**Exercise description:**
From the records below, copy each line that has the word "https" in it.

**Exercise materials:**
[Start of section]

PR #26, opened 2019-10-17
Remove helper threads

davidklaftenegger:
This pull requests removes the helper threads for writebuffer writeback, fetching, and prefetching cache entries.

The aim is to reduce complexity of the code base, as these helper threads appear to serve no purpose (other than some POSIX requirements, according to  @magnusandersnorgren, which I believe we likely break at other occasions anyway).

Despite the amount of changes, this pull request aims to not change functionality.
Some previously concurrent events (fetch & prefetch) no longer race and thus code dealing with their ordering has been removed.

### DIFF
--- a/src/backend/mpi/swdsm.cpp
+++ b/src/backend/mpi/swdsm.cpp
@@ -100,14 +100,13 @@ sem_t ibsem;
  */
 void load_cache_entry(unsigned long tag, unsigned long line);
 
-/** @brief Tracking address of pages that should be loaded by loadthread2 */
-unsigned long *prefetchline;
-/** @brief Tracking cacheindex of pages that should be loaded by loadthread2 */
-unsigned long *prefetchtag;
-/** @brief loadthread2 waits on this to start loading remote pages */
-sem_t prefetchstartsem;
-/** @brief signalhandler waits on this to complete a transfer */
-sem_t prefetchwaitsem;
+/**
+ * @brief prefetch into cache helper function, which duplicates a lot of code
+ * @param tag aligned address to prefetch into the cache
+ * @param line cache entry index to use
+ * @todo this function duplicates a lot of code from load_cache_entry(), this should be fixed
+ */
+void prefetch_cache_entry(unsigned long tag, unsigned long line);
 
 /*Global lock*/
 /** @brief  Local flags we spin on for the global lock*/
@@ -322,8 +321,6 @@ void handler(int sig, siginfo_t *si, void *unused){
 
 	unsigned long * localAlignedAddr = (unsigned long *)((char*)startAddr + lineAddr);
 	unsigned long startIndex = getCacheIndex(lineAddr);
-	unsigned long cacheIndex = getCacheIndex(alignedDistrAddr);
-	cacheIndex = startIndex;
 	alignedDistrAddr = lineAddr;
 
 	unsigned long homenode = getHomenode(lineAddr);
@@ -415,50 +412,14 @@ void handler(int sig, siginfo_t *si, void *unused){
 	tag = cacheControl[startIndex].tag;
 
 	if(state == INVALID || (tag != lineAddr && tag != GLOBAL_NULL)){
-		if(prefetchline[0] != GLOBAL_NULL){
-			if(prefetchline[0] <= startIndex && startIndex < prefetchline[0]+CACHELINE){
-				load_cache_entry((lineAddr+pagesize*CACHELINE), ((startIndex+CACHELINE)%cachesize));
-			}
-			else{
-				load_cache_entry(alignedDistrAddr, (cacheIndex%cachesize));
-			}
-
-			sem_wait(&prefetchwaitsem);
-			prefetchline[0] = GLOBAL_NULL;
-			prefetchtag[0]= GLOBAL_NULL;
-			pthread_mutex_unlock(&cachemutex);
-			double t2 = MPI_Wtime();
-			stats.loadtime+=t2-t1;
-			return;
-		}
-		else{
-			load_cache_entry(alignedDistrAddr, (startIndex%cachesize));
-
+		load_cache_entry(alignedDistrAddr, (startIndex%cachesize));
 #ifdef DUAL_LOAD
-			prefetchline[0]=(startIndex+CACHELINE)%cachesize;
-			prefetchtag[0]=alignedDistrAddr+CACHELINE*pagesize;
-			sem_post(&prefetchstartsem);
-#else
-			prefetchline[0]=GLOBAL_NULL;
-			prefetchtag[0]=GLOBAL_NULL;
-
+		prefetch_cache_entry((alignedDistrAddr+CACHELINE*pagesize), ((startIndex+CACHELINE)%cachesize));
 #endif
-			pthread_mutex_unlock(&cachemutex);
-			double t2 = MPI_Wtime();
-			stats.loadtime+=t2-t1;
-			return;
-		}
-	}
-
-	if(prefetchline[0] != GLOBAL_NULL){
-		sem_wait(&prefetchwaitsem);
-		prefetchline[0] = GLOBAL_NULL;
-		prefetchtag[0]=GLOBAL_NULL;
 		pthread_mutex_unlock(&cachemutex);
 		double t2 = MPI_Wtime();
 		stats.loadtime+=t2-t1;
 		return;
-
 	}
 
 	unsigned long line = startIndex / CACHELINE;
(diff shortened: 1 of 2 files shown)


src/backend/mpi/swdsm.cpp
```diff
@@ -95,22 +93,20 @@ char * barwindowsused;
...
-/** @brief loadthread2 waits on this to start loading remote pages */
-sem_t prefetchstartsem;
-/** @brief signalhandler waits on this to complete a transfer */
-sem_t prefetchwaitsem;
+/**
+ * @brief load into cache helper function
+ * @param tag aligned address to load into the cache
+ * @param line cache entry index to use
+ */
+void load_cache_entry(unsigned long tag, unsigned long line);
```
SakalisC: I'd rather the parameters where named something better. It seems the names where taken from the existing code? How about something like `address` and `local_index`?

src/backend/mpi/swdsm.cpp
```diff
@@ -95,22 +93,20 @@ char * barwindowsused;
...
+
+/**
+ * @brief prefetch into cache helper function, which duplicates a lot of code
+ * @param tag aligned address to prefetch into the cache
+ * @param line cache entry index to use
+ * @todo this function duplicates a lot of code from load_cache_entry(), this should be fixed
```
SakalisC: I would have preferred for this to have been fixed here, but at least please open a ticket for it.

src/backend/mpi/swdsm.cpp
```diff
@@ -419,85 +412,10 @@ void handler(int sig, siginfo_t *si, void *unused){
...
-			loadline[0]=GLOBAL_NULL;
-			loadtag[0]=GLOBAL_NULL;
-#else
-			sem_wait(&loadwaitsem);
-			loadline[0]=GLOBAL_NULL;
-			loadtag[0]=GLOBAL_NULL;
-			prefetchline[0]=GLOBAL_NULL;
-			prefetchtag[0]=GLOBAL_NULL;
-
+		prefetch_cache_entry((alignedDistrAddr+CACHELINE*pagesize), ((startIndex+CACHELINE)%cachesize));
```
SakalisC: Would `(startIndex%cachesize) + 1` be more understandable? This is a minor thing, not really a blocking issue.

src/backend/mpi/swdsm.cpp
```diff
@@ -594,346 +512,319 @@ unsigned long getOffset(unsigned long addr){
...
-		sem_post(&writerwaitsem);
 	}
-	return nullptr;
+	writebufferstart = (writebufferstart+1)%writebuffersize;
+	sem_post(&ibsem);
 }
 
-void * loadcacheline(void * x){
-	UNUSED_PARAM(x);
+void load_cache_entry(unsigned long loadtag, unsigned long loadline) {
```
SakalisC: Same comment about naming here.

src/backend/mpi/swdsm.cpp
```diff
@@ -594,346 +512,319 @@ unsigned long getOffset(unsigned long addr){
...
+	if(tmptag == lineAddr && tmpstate != INVALID){
+		sem_post(&ibsem);
+		return;
+	}
 
 
-		void * lineptr = (char*)startAddr + lineAddr;
+	void * lineptr = (char*)startAddr + lineAddr;
 
+	if(cacheControl[startidx].tag  != lineAddr){
```
SakalisC: What's happening here? Why are there two if statements, one after the other, with the same condition?

src/backend/mpi/swdsm.cpp
```diff
@@ -594,346 +512,319 @@ unsigned long getOffset(unsigned long addr){
...
+	if(tmptag == lineAddr && tmpstate != INVALID){ //trying to load already valid ..
+		sem_post(&ibsem);
+		return;
+	}
 
 
-		void * lineptr = (char*)startAddr + lineAddr;
+	void * lineptr = (char*)startAddr + lineAddr;
 
+	if(cacheControl[startidx].tag  != lineAddr){
```
SakalisC: same duplicated if statement here

SakalisC:
Seems fine to me, I only have minor comments. There are a number of things that need to be fixed in this code, but I guess they can be left for future work. Since most of the code is the same, I skimmed over the code that looked like pre-existing code but with different indentation.

src/backend/mpi/swdsm.cpp
davidklaftenegger: I think this one is important to discuss a little bit: should this even be two parameters?
Note that startIndex (which seeds line) is essentially computed from the alignedDistrAddr (which seeds tag).
See definitions /  computation at
https://github.com/davidklaftenegger/argodsm/blob/ebea0f3cd8e4cf5623b7e362101e36e6aa2df0c0/src/backend/mpi/swdsm.cpp#L317-L324
https://github.com/davidklaftenegger/argodsm/blob/ebea0f3cd8e4cf5623b7e362101e36e6aa2df0c0/src/backend/mpi/swdsm.cpp#L274-L277
and usage at
https://github.com/davidklaftenegger/argodsm/blob/ebea0f3cd8e4cf5623b7e362101e36e6aa2df0c0/src/backend/mpi/swdsm.cpp#L415-L418


Maybe we should restructure this and only have a single parameter, which could either be the aligned or unaligned address of the miss. Opinions?
CC @magnusandersnorgren @pekemark @lundgren87 @kostis

src/backend/mpi/swdsm.cpp
davidklaftenegger: Given that CACHELINE is defined as 1L, your suggestion would allow the entry to go out of bounds, no?

src/backend/mpi/swdsm.cpp
davidklaftenegger: If you want historical explanations please ask @magnusandersnorgren - I'd assume remnants of debugging.
Otherwise I'll interpret this as "please remove superfluous if()".

src/backend/mpi/swdsm.cpp
SakalisC: Right, my bad

src/backend/mpi/swdsm.cpp
SakalisC: Let's go with "please remove superfluous if()"

src/backend/mpi/swdsm.cpp
SakalisC: As we talked in private, maybe such changes should be left for a future PR.

src/backend/mpi/swdsm.cpp
```diff
@@ -326,8 +321,6 @@ void handler(int sig, siginfo_t *si, void *unused){
 
 	unsigned long * localAlignedAddr = (unsigned long *)((char*)startAddr + lineAddr);
 	unsigned long startIndex = getCacheIndex(lineAddr);
-	unsigned long cacheIndex = getCacheIndex(alignedDistrAddr);
-	cacheIndex = startIndex;
 	alignedDistrAddr = lineAddr;
```
pekemark: Not relevant to this PR, but this alias needs to disappear.

src/backend/mpi/swdsm.cpp
pekemark: The difference between `load_cache_entry` and `prefetch_cahce_entry` is actually extremely minimal. The only functional difference I can find between them is that the former performs the test `tempsharer != id` in one of the if-cases, while the later does not perform the test in the equivalent if-case.

davidklaftenegger: related to #28?

src/backend/mpi/swdsm.cpp
SakalisC: I will leave it up to you if you want to do this in this PR or leave it for later. Since it's not a functional change I am going to go ahead and not care.

src/backend/mpi/swdsm.cpp
pekemark: I've been looking a bit at the relevant if-statement. My conclusion is that the `tempsharer != id` condition is not strictly necessary, the side-effects of the if-case will be skipped anyway should the condition be true. Someone should double check this however.

src/backend/mpi/swdsm.cpp
davidklaftenegger: This issue is now tracked at #31

src/backend/mpi/swdsm.cpp
davidklaftenegger: This issue is now tracked in #32

src/backend/mpi/swdsm.cpp
davidklaftenegger: This will be resolved together with #32, as the entire code will probably change.

src/backend/mpi/swdsm.cpp
davidklaftenegger: again, see #32

src/backend/mpi/swdsm.cpp
davidklaftenegger: again, see #31

davidklaftenegger:
rebased to current master, no other changes. also awaiting final approval from jenkins.

src/backend/mpi/swdsm.cpp
davidklaftenegger: This issue is addressed in #34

[End of section]

**Answer for this exercise:**
https://github.com/davidklaftenegger/argodsm/blob/ebea0f3cd8e4cf5623b7e362101e36e6aa2df0c0/src/backend/mpi/swdsm.cpp#L317-L324
https://github.com/davidklaftenegger/argodsm/blob/ebea0f3cd8e4cf5623b7e362101e36e6aa2df0c0/src/backend/mpi/swdsm.cpp#L274-L277
https://github.com/davidklaftenegger/argodsm/blob/ebea0f3cd8e4cf5623b7e362101e36e6aa2df0c0/src/backend/mpi/swdsm.cpp#L415-L418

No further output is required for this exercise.